Майор пожал плечами.
— Мы вас ждали, товарищ подполковник. Сами не решились что-то предпринимать. Засаду вот устроили...
— Засада — это хорошо. А что дальше? Идти с обыском? Ждать утра?
Майор молчал.
— Не стесняйтесь, давайте свои предложения! Вы же лучше нас обстановку знаете.
— Я думаю, надо сейчас нагрянуть. Вдруг он сегодня не ночует. Будем ждать — темп потеряем.
— Молодец, майор, — удовлетворенно сказал Корнилов. — Темп, темп! У нас времени мало осталось. Где тот участковый инспектор, что Самарцева опознал?
— Зуев, давай к нам! — крикнул майор.
Из машины вылез невысокий толстячок в форме. Козырнул.
— Старший лейтенант Зуев.
Похож он был скорее на молодого доктора, чем на милиционера. Круглое, мягкое лицо, большие роговые очки.
— Вы опознали Самарцева? — спросил Корнилов.
Зуев кивнул.
— Ошибки быть не может?
— Исключено. У меня зрительная память хорошая. Я этого парня несколько раз у сорок четвертого дома встречал.

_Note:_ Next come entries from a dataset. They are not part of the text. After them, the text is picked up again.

PR #611, opened 2026-05-29
[Bugfix] ThreadedSimpleScheduler: cap _aborted set to prevent memory leak

vuuihc:
## Motivation

`ThreadedSimpleScheduler.abort()` previously retained every aborted
`request_id` for the lifetime of the stage process. Long-running Higgs TTS and
S2-Pro preprocessing stages could therefore grow `_aborted` without bound.

The abort marker is also load-bearing: it must suppress requests when abort and
work messages arrive out of order, and it must remain effective while a worker
is already running.

## Modifications

Align `ThreadedSimpleScheduler` cleanup with the lifecycle used by
`OmniScheduler`:

- Keep unresolved pre-arrival abort tombstones in deterministic FIFO order,
  bounded at 10000 entries and trimmed to 5000.
- Remove an already queued request directly from `inbox` while preserving other
  queued requests.
- Cancel pending futures and keep running-request aborts in a separate
  lifecycle set that is not subject to FIFO eviction.
- Consume pre-arrival tombstones in `start()` and running abort markers in the
  future completion callback.

This preserves `abort`-before-`new_request` behavior while ensuring queued and
running requests cannot be resurrected by a large storm of newer aborts. The
change is local to `ThreadedSimpleScheduler`; `Stage` and other scheduler types
are unchanged.

## Tests

CPU-only unit tests cover:

- abort arriving before enqueue
- queued request removal without dropping queue peers
- pending future cancellation
- queued and running requests under a 10000+ abort storm
- deterministic FIFO tombstone bounds

Local verification:

- `40 passed, 3 skipped` for the Threaded scheduler and Stage unit suites
- `4 passed, 11 deselected` for streaming abort tests
- pre-commit hooks passed

## Accuracy Test

N/A — scheduler bookkeeping only; no model-side code is changed.

## Benchmark & Profiling

N/A — normal request scheduling is unchanged. Inbox scanning occurs only on
abort.

## Checklist

- [x] Add unit tests.
- [x] Update the PR description.

## CI

CI runs on self-hosted GPU runners and requires the `run-ci` label.


vuuihc:
Rebased onto current `main`, added a couple of CPU unit tests, and cleaned up the commit history (no GPU work).

PTAL when you have a moment — @zhaochenyang20 @GaokaiZhang @Ratish1 @JiaxinD

Mirrors the `SimpleScheduler` `_aborted` cap from #451.

zhaochenyang20:
@vuuihc thanks for raising this bug. Are you in the wechat group? You can add me through 18015766633

tests/unit_test/scheduling/test_threaded_simple_scheduler.py
```diff
@@ -0,0 +1,35 @@
...
+    """``_aborted`` is trimmed once it exceeds 10000 entries (mirror SimpleScheduler)."""
+    scheduler = ThreadedSimpleScheduler(lambda payload: payload, max_concurrency=1)
+
+    for i in range(10000):
+        scheduler.abort(f"req-{i}")
+    assert len(scheduler._aborted) == 10000
+
+    scheduler.abort("req-overflow")
+
+    assert "req-overflow" in scheduler._aborted
```
AkazaAkane: This assertion is flaky because the trim uses list(self._aborted)[:excess], and set iteration order varies with Python hash randomization. The newly added "req-overflow" can itself be included in the evicted entries, so this test passes or fails depending on PYTHONHASHSEED.

I reproduced the exact scenario across 15 hash seeds, and "req-overflow" survived in only 6 runs. This therefore blocks the PR as written. Could we use deterministic eviction such as FIFO?

vuuihc: Verified. This PR originally predates the FIFO implementation in `OmniScheduler`, so it mirrored the existing `SimpleScheduler` behavior. Oldest-first eviction is safer here because a newly aborted request may still be running when `Future.cancel()` returns false, and its abort marker must survive until `_finish()`. I’ll update this scheduler to use the same set + deque approach and adjust the test accordingly.

vuuihc: Updated in `ab86fba9` using the same set + deque FIFO approach as `OmniScheduler`. The test now verifies oldest-first eviction, and it passes across 15 different `PYTHONHASHSEED` values. PTAL.

vuuihc:
@JiaxinD could you please take another look at #611 when you have a moment?

I updated it in `ab86fba9` after @AkazaAkane's comment, switching `_aborted` eviction to set + deque FIFO and updating the test to verify oldest-first eviction. I also checked it across multiple `PYTHONHASHSEED` values.

I see the `run-ci` label is present, but only the cancel workflow is visible on my side. Is there anything else needed for CI/review?

sglang_omni/scheduling/threaded_simple_scheduler.py
```diff
@@ -66,7 +71,12 @@ def stop(self) -> None:
 
     def abort(self, request_id: str) -> None:
         with self._lock:
-            self._aborted.add(request_id)
+            if request_id not in self._aborted:
+                if len(self._aborted) >= _ABORTED_REQUEST_ID_LIMIT:
+                    while len(self._aborted) >= _ABORTED_REQUEST_ID_RETAINED:
```
JiaxinD: Unlike OmniScheduler.abort(), which also synchronously removes the request (FINISH_ABORT on running reqs, pops pending builds, drains inbox), here this evictable marker is the only guard for a running or inbox-queued request, so 5001 newer distinct aborts let its result reach the outbox. The stage runtime's _active_requests filter drops that stale result today and a 5000-abort storm within one task is implausible, so not blocking, just noting the marker is load-bearing here in a way it is not in the scheduler this mirrors.

JiaxinD (approved):

sglang_omni/scheduling/threaded_simple_scheduler.py
```diff
@@ -66,11 +73,48 @@ def stop(self) -> None:
...
+        self._aborted.add(request_id)
+        self._aborted_order.append(request_id)
+
+    def _discard_aborted_request_id(self, request_id: str) -> None:
+        if request_id not in self._aborted:
+            return
+        self._aborted.discard(request_id)
+        self._aborted_order.remove(request_id)
+
+    def _drain_inbox_for_request(self, request_id: str) -> bool:
```
JiaxinD: This drains and rebuilds the entire inbox while holding `self._lock`, so abort cost grows with queue depth and dispatch, `_finish` and `_wait_for_capacity` all stall for the duration. Measured on this head (3 rounds, 6000 deep inbox for the dispatch rows):

| case | result |
| --- | ---: |
| abort, empty inbox | 1.0 us |
| abort, 5000 queued | 4149 us |
| dispatch, no abort storm | ~2550/s |
| dispatch, concurrent abort storm | ~176/s |

Doing the drain outside the lock, or falling back to the marker when the inbox is deep, would keep the fix without the cliff.

sglang_omni/scheduling/threaded_simple_scheduler.py
```diff
@@ -66,11 +73,48 @@ def stop(self) -> None:
...
+                oldest = self._aborted_order.popleft()
+                self._aborted.discard(oldest)
+        self._aborted.add(request_id)
+        self._aborted_order.append(request_id)
+
+    def _discard_aborted_request_id(self, request_id: str) -> None:
+        if request_id not in self._aborted:
+            return
+        self._aborted.discard(request_id)
+        self._aborted_order.remove(request_id)
```
JiaxinD: `deque.remove` is O(n) and runs under the lock, so retiring 10k markers costs 0.9 ms when requests arrive in abort order and 294 ms when they arrive reversed (measured). A single insertion ordered `dict[str, None]` gives O(1) delete plus O(1) FIFO pop and drops the set/deque sync question entirely.

sglang_omni/scheduling/threaded_simple_scheduler.py
```diff
@@ -52,6 +58,7 @@ def start(self) -> None:
                     continue
                 with self._lock:
                     if msg.request_id in self._aborted:
+                        self._discard_aborted_request_id(msg.request_id)
                         continue
                     future = self._executor.submit(self._run_one, msg.data)
                     self._pending[msg.request_id] = future
```
JiaxinD: If two futures ever share a request_id, `abort()` marks the id and the older future's `_finish` consumes that marker, so the newer future's result is still emitted after the abort (reproduced against this class). The coordinator pops `_requests[id]` at abort time, so a client that reuses an id right after aborting can overlap the still running future.

tests/unit_test/scheduling/test_threaded_simple_scheduler.py
```diff
@@ -0,0 +1,177 @@
...
+    )
+    scheduler.inbox.put(
+        IncomingMessage(
+            request_id="req-queued",
+            type="new_request",
+            data="must-not-run",
+        )
+    )
+    scheduler.abort("req-queued")
+    for i in range(10001):
```
JiaxinD: The storm test removes its only queued message first, so all 10001 aborts here scan an empty inbox and never exercise the populated inbox path. Queueing a few thousand peers before the storm would cover the expensive case.

JiaxinD (commented):
The lifecycle fix checks out: `_running_aborted` is bounded on both the cancel and the complete path, the set and the deque stay in exact sync, and 5 of the 6 new tests fail against the merge base. Note that CI has never run on this head, all four workflows sit at `action_required` because fork PRs from first time contributors need a maintainer to approve the run.

sglang_omni/scheduling/threaded_simple_scheduler.py
vuuihc: Fixed in 935b86a5. The inbox is no longer drained or rebuilt on abort. An aborted message stays queued and the dispatch loop drops it when it surfaces, so abort() is O(1) at any depth — 0.24 us at 0 / 128 / 6000 deep here (was 4149 us at 5000 deep). Throttled abort rates (1k–10k/s) show no throughput loss vs. the no-abort baseline; the ~176/s figure came from an unthrottled abort loop (~3M calls/s) contending the lock, which does not reflect a real abort rate.

sglang_omni/scheduling/threaded_simple_scheduler.py
vuuihc: Done in 935b86a5. The set + deque pair is gone. Speculative aborts now use a single insertion-ordered dict[str, None] as you suggested — O(1) membership, O(1) delete, O(1) oldest-first pop — and the set/deque sync question no longer exists.

sglang_omni/scheduling/threaded_simple_scheduler.py
vuuihc: Fixed in 935b86a5. Running aborts are now keyed by Future identity, not by request_id, so an older future's _finish only clears its own marker and cannot suppress a newer future sharing the id. A per-id count of un-reaped aborted futures also keeps a repeat abort of a running request idempotent, so it won't leave a tombstone that suppresses a genuine later reuse. Covered by test_aborted_future_does_not_suppress_another_future and test_repeated_running_abort_allows_reuse_after_quiescence.

tests/unit_test/scheduling/test_threaded_simple_scheduler.py
vuuihc: Addressed in 935b86a5. test_queued_aborts_past_cap_are_not_evicted now queues _ABORTED_REQUEST_ID_LIMIT + 100 real messages, aborts each, then drives the dispatch loop and asserts none execute — exercising the populated-inbox path rather than an empty one.

sglang_omni/scheduling/threaded_simple_scheduler.py
vuuihc: Addressed in 935b86a5. Tombstones are now split by role: _queued_aborts covers a request that is still queued or claimed for dispatch and is never subject to capacity eviction (inbox depth already bounds it), while only _speculative_aborts (unseen requests, which may never arrive) is capped. So a storm of newer distinct aborts can no longer evict the marker guarding a still-queued request. The load-bearing marker you flagged is now the un-evictable bucket.

vuuihc:
@JiaxinD thanks for the detailed pass. Pushed `935b86a5` addressing all five threads (replied inline):

- **L102 inbox rebuild** — removed; aborted messages stay queued and are dropped on dispatch. `abort()` is now O(1) at any depth (0.24 us at 0/128/6000 deep). The ~176/s figure traced to an unthrottled abort loop (~3M/s) contending the lock; throttled 1k–10k/s shows no throughput loss.
- **L100 deque.remove O(n)** — replaced with a single insertion-ordered `dict[str, None]`.
- **L64 shared request_id** — running aborts now keyed by Future identity; a per-id count keeps repeat aborts idempotent without suppressing a genuine reuse.
- **L76 load-bearing marker** — tombstones split into `_queued_aborts` (never evicted) vs `_speculative_aborts` (the only capped bucket), so an abort storm can't evict a still-queued request's guard.
- **L113 test** — the storm test now queues 10k+ real messages first, exercising the populated-inbox path.

Also closed the `inbox.get()`→Future-registration window via `_CountingInbox` claim tracking under the queue mutex, so an abort in that gap is no longer lost. New tests cover the claim window, over-cap queued storm, id reuse after quiescence, and non-new_request ids leaving no marker.

One thing outside my control: CI has still never run on any head — the four workflows sit at `action_required`. Given how subtle this concurrency path is, a real CI run before merge would be worth it. Could you approve the workflow run when you have a moment? PTAL.

sglang_omni/scheduling/threaded_simple_scheduler.py
```diff
@@ -65,12 +132,52 @@ def stop(self) -> None:
...
-            self._aborted.add(request_id)
             future = self._pending.pop(request_id, None)
+            if future is not None:
+                self._aborted_futures.add(future)
+                self._running_aborted_ids[request_id] = (
+                    self._running_aborted_ids.get(request_id, 0) + 1
+                )
+            elif self.inbox.is_reachable(request_id):
+                self._queued_aborts.add(request_id)
+            elif request_id in self._running_aborted_ids:
```
JiaxinD: This branch silently drops the abort when the id is reused: with an older aborted future still running, `abort()` for a genuinely new request under the same id records no tombstone, so that request runs when it arrives (reproduced on this head; 91587ac4 suppressed it). The comment holds only when the id still refers to the same request, and the coordinator releases the id at abort time, so a client can resubmit immediately.

sglang_omni/scheduling/threaded_simple_scheduler.py
```diff
@@ -16,25 +16,88 @@
...
+        self._claimed_counts: dict[str, int] = {}
+
+    def _put(self, item: IncomingMessage) -> None:
+        super()._put(item)
+        if item.type != "new_request":
+            return
+        request_id = item.request_id
+        self._request_counts[request_id] = self._request_counts.get(request_id, 0) + 1
+
+    def _get(self) -> IncomingMessage:
```
JiaxinD, line 38: `_CountingInbox` now carries an implicit invariant: every `_get` must be paired with a `release_claim`. Anything that dequeues without dispatching leaves a permanent claim, which makes `is_reachable` always true and routes every later abort into the uncapped `_queued_aborts`, reintroducing the growth this PR fixes; I reproduced it with `Queue.shutdown(immediate=True)` on 3.13. Nothing calls that today, so an assertion or a note on the invariant would be enough.

tests/unit_test/scheduling/test_threaded_simple_scheduler.py
```diff
@@ -0,0 +1,245 @@
...
+
+            release.set()
+            _wait_until(lambda: not scheduler._running_aborted_ids)
+            scheduler.inbox.put(_request("reused", "new"))
+            assert scheduler.outbox.get(timeout=5.0).data == "new"
+        finally:
+            release.set()
+
+
+def test_aborted_future_does_not_suppress_another_future() -> None:
```
JiaxinD: This does not reproduce the reused-id ordering it is meant to guard: the older future here is cancellable, so its callback runs inline and clears the marker before the newer result lands, and the same sequence passes against 91587ac4. The case that failed before is a stale older future that is already running, with the newer future in `_pending`, aborting the newer one and completing the stale one first.

JiaxinD (commented):
All four items from the last round are fixed, and the measured A/B is clean. Abort cost is now flat at 0.37 us from inbox depth 0 to 5000 (was 1.0 us to 4149 us), and marker retirement is order independent at 0.62 ms forward vs 0.69 ms reversed for 10k (was 0.9 ms vs 294 ms). More usefully, at a bounded abort rate with a 6000 deep inbox:

| aborts/s | 91587ac4 dispatch | this head |
| ---: | ---: | ---: |
| 0 | 2608/s | 2616/s |
| 100 | 1913/s | n/a |
| 1000 | 331/s | 2664/s |
| 10000 | 282/s | 2732/s |

So the old version lost 27% of dispatch throughput at only 100 aborts/s, and this head shows no measurable impact at 10k/s; only an unthrottled tight loop (~390k/s) still degrades it, which is GIL contention rather than this code. Capping only the speculative markers while leaving queued and claimed ones uncapped is the right split, it targets exactly the unbounded vector. 11 tests pass locally. Three small things below.

vuuihc:
Thanks for the follow-up review. I addressed the latest comments and lint issues, then squashed the changes into one commit.

Main updates:
- Separated bounded speculative abort markers from non-evictable queued/claimed aborts.
- Made abort promotion and enqueue atomic under a consistent lock order.
- Added the missing abort check for stage dispatch, including TP followers.
- Added deterministic regression coverage for the enqueue, dispatch, and stale-callback races.

One explicit limitation: request IDs must not be reused while an earlier lifecycle may still exist in the pipeline. Ambiguous repeated aborts intentionally fail closed and may suppress a new request using the same ID. Fully supporting overlapping ID reuse would require a generation/lifecycle identity, which is outside this PR.

Validation:
- 13 focused tests passed, including 20 repeated runs.
- All pre-commit hooks and formatting checks passed.

Could you please take another look when you have time? Thanks!

sglang_omni/scheduling/threaded_simple_scheduler.py
JiaxinD: This invariant is still implicit on current head 6878097a. Since _get() increments _claimed_counts, please either document that every dequeued new_request must be paired with release_claim() and that immediate-drain paths must not use _get(), or make shutdown/drain preserve the counts. A short invariant note or assertion is enough; after that, this thread is clear.

JiaxinD:
Thanks for rebasing and for continuing the lifecycle and race fixes beyond the bounded cleanup that landed through #1462. I have updated #1462's description and discussion to credit #611.

I reviewed current head 6878097a, and the 13 focused scheduler tests pass locally. I rechecked the _CountingInbox concern against the supported runtime: the project pins Python below 3.13, and no production path calls Queue.shutdown() on this inbox. It is a future-maintenance note rather than a current production issue, so no code change is required. I have approved the four workflow runs on this exact head.

sglang_omni/scheduling/threaded_simple_scheduler.py
JiaxinD: Rechecked against the supported runtime and current call graph: pyproject.toml pins Python below 3.13, and no production path calls Queue.shutdown() on this inbox. The immediate-drain case is therefore a future-maintenance invariant, not a current production trigger. This is non-blocking; no code change is required for this PR, and I have approved CI on head 6878097a.

vuuihc: > *This was generated by AI during triage.*

Tracked the future-maintenance invariant in #1680. Keeping #611 unchanged so the current CI run is not restarted; this remains outside the current supported runtime/call graph as discussed.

— Вы уверены, что Самарцев сейчас ночует там?
— Нет, не уверен. — Зуев говорил очень спокойно.
— А может быть, он в этот дом просто в гости приезжал? — с сомнением спросил Корнилов.
— Нет, он ночевал там, — уверенно ответил Зуев. — Я его однажды рано утром встретил. По дороге на станцию.
— Ну-ну, — пробормотал Корнилов. Чрезмерная уверенность лейтенанта немножко смущала его. — Расположение комнат в доме вы хорошо знаете?
— Хорошо. — Зуев вытащил из кармана сложенный вчетверо лист бумаги.